Once you find the line containing "here very soon." in the data below, copy it and each following line exactly, up to and including the line containing "mk, line 15: I", and nothing else.

[Saved entries]

========================================

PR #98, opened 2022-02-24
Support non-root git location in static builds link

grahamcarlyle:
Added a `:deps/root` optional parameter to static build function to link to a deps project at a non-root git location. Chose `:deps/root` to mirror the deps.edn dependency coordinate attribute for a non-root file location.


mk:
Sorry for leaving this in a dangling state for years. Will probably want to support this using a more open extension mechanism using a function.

========================================

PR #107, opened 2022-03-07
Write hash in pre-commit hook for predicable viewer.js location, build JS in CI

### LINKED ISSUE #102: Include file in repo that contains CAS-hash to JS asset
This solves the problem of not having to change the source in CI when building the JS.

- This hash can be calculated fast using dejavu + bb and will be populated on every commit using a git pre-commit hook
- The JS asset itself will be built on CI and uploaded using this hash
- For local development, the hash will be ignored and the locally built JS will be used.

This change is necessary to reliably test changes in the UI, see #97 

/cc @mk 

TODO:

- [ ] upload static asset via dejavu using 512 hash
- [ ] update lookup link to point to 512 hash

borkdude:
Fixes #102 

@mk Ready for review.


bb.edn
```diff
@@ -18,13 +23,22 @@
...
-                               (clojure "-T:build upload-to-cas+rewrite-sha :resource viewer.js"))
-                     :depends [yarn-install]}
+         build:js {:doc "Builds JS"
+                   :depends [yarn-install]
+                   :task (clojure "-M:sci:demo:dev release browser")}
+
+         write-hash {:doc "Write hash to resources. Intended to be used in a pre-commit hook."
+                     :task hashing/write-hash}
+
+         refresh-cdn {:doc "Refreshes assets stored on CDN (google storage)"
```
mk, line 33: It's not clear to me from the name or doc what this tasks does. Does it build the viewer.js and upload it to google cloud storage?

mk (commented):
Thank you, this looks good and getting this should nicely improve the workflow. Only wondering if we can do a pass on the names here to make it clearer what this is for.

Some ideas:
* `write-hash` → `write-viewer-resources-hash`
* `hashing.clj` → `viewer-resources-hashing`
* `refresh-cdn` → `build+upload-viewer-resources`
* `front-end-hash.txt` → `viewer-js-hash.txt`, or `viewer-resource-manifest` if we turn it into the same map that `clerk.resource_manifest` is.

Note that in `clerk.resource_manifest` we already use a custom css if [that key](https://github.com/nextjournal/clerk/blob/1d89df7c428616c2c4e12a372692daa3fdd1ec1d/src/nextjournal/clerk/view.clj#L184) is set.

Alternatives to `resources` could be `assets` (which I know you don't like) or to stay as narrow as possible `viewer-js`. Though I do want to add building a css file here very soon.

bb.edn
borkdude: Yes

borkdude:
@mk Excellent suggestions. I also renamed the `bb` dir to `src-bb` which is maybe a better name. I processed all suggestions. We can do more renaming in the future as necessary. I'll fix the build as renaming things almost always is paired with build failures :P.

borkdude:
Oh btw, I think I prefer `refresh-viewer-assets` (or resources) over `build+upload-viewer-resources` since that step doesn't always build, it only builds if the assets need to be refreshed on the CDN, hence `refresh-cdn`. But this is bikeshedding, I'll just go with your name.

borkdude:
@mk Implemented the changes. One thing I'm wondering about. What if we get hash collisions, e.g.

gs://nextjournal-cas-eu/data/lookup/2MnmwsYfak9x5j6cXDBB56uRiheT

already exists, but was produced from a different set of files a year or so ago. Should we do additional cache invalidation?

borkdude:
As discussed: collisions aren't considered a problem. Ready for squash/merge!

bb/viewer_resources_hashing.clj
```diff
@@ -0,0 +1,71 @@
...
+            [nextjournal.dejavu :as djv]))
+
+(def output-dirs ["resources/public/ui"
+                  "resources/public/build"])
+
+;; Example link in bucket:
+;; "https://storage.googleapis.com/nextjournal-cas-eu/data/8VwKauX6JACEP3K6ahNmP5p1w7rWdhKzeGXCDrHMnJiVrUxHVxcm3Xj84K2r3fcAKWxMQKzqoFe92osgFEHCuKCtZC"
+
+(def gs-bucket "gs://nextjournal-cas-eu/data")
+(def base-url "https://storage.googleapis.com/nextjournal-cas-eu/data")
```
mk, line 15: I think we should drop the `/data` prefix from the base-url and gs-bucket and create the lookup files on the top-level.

========================================

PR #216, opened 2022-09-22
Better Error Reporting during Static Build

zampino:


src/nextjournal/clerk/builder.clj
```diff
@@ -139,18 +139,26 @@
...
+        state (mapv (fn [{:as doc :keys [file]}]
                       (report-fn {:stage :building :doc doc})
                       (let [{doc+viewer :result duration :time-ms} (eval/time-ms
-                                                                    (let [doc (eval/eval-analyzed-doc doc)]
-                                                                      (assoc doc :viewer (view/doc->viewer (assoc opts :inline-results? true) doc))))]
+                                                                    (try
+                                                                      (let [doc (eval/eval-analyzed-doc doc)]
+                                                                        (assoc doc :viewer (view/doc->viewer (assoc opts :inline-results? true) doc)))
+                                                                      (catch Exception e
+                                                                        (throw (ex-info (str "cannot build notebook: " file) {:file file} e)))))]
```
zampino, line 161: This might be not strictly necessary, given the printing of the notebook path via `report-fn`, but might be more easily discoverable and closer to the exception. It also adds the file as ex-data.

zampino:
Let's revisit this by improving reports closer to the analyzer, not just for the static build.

========================================

◆ **Your response**:
Alternatives to `resources` could be `assets` (which I know you don't like) or to stay as narrow as possible `viewer-js`. Though I do want to add building a css file here very soon.

bb.edn
borkdude: Yes

borkdude:
@mk Excellent suggestions. I also renamed the `bb` dir to `src-bb` which is maybe a better name. I processed all suggestions. We can do more renaming in the future as necessary. I'll fix the build as renaming things almost always is paired with build failures :P.

borkdude:
Oh btw, I think I prefer `refresh-viewer-assets` (or resources) over `build+upload-viewer-resources` since that step doesn't always build, it only builds if the assets need to be refreshed on the CDN, hence `refresh-cdn`. But this is bikeshedding, I'll just go with your name.

borkdude:
@mk Implemented the changes. One thing I'm wondering about. What if we get hash collisions, e.g.

gs://nextjournal-cas-eu/data/lookup/2MnmwsYfak9x5j6cXDBB56uRiheT

already exists, but was produced from a different set of files a year or so ago. Should we do additional cache invalidation?

borkdude:
As discussed: collisions aren't considered a problem. Ready for squash/merge!

bb/viewer_resources_hashing.clj
```diff
@@ -0,0 +1,71 @@
...
+            [nextjournal.dejavu :as djv]))
+
+(def output-dirs ["resources/public/ui"
+                  "resources/public/build"])
+
+;; Example link in bucket:
+;; "https://storage.googleapis.com/nextjournal-cas-eu/data/8VwKauX6JACEP3K6ahNmP5p1w7rWdhKzeGXCDrHMnJiVrUxHVxcm3Xj84K2r3fcAKWxMQKzqoFe92osgFEHCuKCtZC"
+
+(def gs-bucket "gs://nextjournal-cas-eu/data")
+(def base-url "https://storage.googleapis.com/nextjournal-cas-eu/data")
```
mk, line 15: I think we should drop the `/data` prefix from the base-url and gs-bucket and create the lookup files on the top-level.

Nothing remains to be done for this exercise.